● **WHAT TO PRODUCE**: Below are entries. Pull out all lines containing "ARCH".

● **LISTED RECORDS**:
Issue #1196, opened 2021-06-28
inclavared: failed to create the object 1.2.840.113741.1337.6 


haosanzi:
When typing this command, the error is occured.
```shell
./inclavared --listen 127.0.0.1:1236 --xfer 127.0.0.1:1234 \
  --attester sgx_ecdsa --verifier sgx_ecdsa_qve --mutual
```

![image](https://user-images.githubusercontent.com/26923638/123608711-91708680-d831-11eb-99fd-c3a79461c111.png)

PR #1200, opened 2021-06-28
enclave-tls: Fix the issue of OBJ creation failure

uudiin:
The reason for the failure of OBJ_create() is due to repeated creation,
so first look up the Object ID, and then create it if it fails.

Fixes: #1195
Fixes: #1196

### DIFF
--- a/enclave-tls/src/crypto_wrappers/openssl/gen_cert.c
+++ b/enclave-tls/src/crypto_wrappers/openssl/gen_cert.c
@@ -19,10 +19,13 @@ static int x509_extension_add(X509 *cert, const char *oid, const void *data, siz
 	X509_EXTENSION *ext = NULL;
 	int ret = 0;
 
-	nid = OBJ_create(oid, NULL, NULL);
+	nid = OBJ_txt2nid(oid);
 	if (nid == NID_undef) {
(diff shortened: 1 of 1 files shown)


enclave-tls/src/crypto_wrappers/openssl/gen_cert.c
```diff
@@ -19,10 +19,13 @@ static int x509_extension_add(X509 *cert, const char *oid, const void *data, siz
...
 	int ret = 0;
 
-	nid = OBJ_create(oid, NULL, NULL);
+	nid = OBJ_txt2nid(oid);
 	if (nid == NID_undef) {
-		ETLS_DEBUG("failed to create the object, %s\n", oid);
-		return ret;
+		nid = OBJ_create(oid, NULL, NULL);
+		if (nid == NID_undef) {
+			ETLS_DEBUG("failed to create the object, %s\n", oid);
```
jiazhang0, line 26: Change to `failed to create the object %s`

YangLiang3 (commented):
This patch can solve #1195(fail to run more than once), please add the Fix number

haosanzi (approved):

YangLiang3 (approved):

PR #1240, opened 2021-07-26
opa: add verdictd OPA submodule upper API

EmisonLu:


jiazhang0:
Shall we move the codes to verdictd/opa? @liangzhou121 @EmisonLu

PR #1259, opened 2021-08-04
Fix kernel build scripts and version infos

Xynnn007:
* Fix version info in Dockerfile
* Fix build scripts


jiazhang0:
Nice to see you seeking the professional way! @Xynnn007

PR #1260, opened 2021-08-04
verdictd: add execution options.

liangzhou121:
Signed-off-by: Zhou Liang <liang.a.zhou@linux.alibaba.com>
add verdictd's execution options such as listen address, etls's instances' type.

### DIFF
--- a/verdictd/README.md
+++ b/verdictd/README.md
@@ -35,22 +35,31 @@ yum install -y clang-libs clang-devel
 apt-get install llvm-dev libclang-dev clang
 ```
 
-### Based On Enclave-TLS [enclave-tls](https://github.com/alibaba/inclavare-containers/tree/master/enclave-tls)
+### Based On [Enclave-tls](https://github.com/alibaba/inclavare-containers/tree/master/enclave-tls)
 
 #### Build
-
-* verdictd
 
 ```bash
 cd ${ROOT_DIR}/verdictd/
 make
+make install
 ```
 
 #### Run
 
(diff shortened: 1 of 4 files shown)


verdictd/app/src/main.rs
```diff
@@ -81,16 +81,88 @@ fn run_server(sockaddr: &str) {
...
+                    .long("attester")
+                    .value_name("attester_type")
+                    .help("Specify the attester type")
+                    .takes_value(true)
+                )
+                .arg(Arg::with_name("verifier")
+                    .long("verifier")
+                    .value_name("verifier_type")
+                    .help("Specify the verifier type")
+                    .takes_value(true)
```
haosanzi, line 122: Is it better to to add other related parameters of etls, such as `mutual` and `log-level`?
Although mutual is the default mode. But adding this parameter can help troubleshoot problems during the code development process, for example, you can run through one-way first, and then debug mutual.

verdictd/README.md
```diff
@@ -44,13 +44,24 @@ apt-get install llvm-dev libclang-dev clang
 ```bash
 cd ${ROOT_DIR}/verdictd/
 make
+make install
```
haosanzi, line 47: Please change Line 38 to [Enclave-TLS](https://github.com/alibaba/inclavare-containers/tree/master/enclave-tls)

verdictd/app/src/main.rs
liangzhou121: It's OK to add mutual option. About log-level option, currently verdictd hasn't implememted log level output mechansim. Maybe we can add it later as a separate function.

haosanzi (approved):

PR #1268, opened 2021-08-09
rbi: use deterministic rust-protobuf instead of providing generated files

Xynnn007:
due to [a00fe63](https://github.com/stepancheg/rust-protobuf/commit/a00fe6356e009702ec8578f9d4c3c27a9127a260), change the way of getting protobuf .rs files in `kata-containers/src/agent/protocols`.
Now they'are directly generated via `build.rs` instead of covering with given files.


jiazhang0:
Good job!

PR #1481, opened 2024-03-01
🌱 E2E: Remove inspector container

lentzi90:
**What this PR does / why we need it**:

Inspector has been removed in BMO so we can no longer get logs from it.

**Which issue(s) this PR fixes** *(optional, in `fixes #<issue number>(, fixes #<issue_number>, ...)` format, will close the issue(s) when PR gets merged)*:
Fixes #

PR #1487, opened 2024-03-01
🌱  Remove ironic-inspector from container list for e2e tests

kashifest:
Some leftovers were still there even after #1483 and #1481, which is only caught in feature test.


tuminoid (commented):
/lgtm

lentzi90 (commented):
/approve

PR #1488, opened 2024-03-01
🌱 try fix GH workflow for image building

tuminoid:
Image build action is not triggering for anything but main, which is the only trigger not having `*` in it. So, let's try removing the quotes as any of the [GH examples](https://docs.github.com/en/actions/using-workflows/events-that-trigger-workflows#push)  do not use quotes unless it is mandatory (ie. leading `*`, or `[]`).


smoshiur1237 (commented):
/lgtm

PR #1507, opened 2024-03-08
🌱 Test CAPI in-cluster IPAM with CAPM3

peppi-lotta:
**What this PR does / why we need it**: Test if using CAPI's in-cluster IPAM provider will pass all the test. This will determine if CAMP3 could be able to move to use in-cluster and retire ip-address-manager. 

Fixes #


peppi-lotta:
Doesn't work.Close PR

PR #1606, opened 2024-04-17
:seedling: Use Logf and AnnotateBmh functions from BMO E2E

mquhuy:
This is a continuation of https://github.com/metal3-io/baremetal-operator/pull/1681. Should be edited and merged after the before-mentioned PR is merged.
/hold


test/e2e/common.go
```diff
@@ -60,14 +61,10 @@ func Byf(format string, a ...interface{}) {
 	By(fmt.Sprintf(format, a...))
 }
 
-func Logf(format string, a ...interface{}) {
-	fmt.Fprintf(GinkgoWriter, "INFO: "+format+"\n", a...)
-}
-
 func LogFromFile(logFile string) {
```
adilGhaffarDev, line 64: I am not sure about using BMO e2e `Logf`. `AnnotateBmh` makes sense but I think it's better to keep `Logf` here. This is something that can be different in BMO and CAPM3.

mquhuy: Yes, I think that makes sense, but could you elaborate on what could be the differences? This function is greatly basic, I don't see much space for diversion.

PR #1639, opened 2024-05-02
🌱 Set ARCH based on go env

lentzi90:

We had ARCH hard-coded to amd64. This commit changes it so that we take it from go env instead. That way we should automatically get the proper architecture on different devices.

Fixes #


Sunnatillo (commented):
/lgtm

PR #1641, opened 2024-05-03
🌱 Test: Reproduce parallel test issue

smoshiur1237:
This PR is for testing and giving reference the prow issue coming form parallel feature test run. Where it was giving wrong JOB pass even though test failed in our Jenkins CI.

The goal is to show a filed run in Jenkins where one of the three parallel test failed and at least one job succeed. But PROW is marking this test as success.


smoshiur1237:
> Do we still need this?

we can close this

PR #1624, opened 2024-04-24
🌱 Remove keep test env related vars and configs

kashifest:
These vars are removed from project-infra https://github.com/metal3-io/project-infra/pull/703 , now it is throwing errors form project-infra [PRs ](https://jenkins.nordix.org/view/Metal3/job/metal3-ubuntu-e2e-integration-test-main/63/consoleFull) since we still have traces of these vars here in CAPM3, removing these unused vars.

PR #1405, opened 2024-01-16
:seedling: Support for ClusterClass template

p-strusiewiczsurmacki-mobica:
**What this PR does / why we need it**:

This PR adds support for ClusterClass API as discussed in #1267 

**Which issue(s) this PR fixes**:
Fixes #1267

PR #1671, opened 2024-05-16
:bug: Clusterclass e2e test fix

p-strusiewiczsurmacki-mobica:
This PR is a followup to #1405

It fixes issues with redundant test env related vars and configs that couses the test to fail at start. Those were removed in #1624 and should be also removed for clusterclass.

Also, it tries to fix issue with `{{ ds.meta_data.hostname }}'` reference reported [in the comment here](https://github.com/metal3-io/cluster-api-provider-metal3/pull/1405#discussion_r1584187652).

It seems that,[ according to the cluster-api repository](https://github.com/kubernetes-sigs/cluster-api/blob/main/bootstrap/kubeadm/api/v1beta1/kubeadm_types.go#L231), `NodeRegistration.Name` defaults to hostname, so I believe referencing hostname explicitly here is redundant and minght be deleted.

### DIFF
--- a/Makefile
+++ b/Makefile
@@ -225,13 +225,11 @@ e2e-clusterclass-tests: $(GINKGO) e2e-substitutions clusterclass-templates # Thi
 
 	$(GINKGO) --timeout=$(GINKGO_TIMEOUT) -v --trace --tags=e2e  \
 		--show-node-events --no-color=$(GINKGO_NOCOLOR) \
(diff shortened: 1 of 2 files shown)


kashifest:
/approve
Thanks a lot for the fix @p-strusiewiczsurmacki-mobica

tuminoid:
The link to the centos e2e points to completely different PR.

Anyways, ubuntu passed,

● **TASK RESULT**:
🌱 Set ARCH based on go env
We had ARCH hard-coded to amd64. This commit changes it so that we take it from go env instead. That way we should automatically get the proper architecture on different devices.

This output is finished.